#### Records for processing:
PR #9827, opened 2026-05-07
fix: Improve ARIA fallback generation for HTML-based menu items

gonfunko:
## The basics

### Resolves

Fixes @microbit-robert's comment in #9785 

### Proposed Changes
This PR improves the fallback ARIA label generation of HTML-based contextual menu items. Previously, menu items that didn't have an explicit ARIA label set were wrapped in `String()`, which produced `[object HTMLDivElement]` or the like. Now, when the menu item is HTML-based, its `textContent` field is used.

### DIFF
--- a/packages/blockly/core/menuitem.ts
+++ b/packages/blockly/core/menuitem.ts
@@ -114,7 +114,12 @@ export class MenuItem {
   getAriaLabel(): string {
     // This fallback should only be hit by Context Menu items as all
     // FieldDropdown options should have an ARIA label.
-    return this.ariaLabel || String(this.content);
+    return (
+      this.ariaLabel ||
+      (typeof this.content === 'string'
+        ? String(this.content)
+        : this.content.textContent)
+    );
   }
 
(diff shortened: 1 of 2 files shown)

#### What is required:
In the data above, find the line containing "this.ariaLabel || String(this.content);", then copy it and every later line exactly.

#### Worked solution:
-    return this.ariaLabel || String(this.content);
+    return (
+      this.ariaLabel ||
+      (typeof this.content === 'string'
+        ? String(this.content)
+        : this.content.textContent)
+    );
   }
 
(diff shortened: 1 of 2 files shown)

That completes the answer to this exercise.